----- Extracted information -----

PR #319, opened 2016-01-11
Add count check for ListFiles request.

OHerasym:
SDL must return 1000 file names.

Related:
        APPLINK-14369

-----

#### Work instructions:
A word-for-word copy of the data is the expected answer.

#### Written response:
PR #319, opened 2016-01-11
Add count check for ListFiles request.

OHerasym:
SDL must return 1000 file names.

Related:
        APPLINK-14369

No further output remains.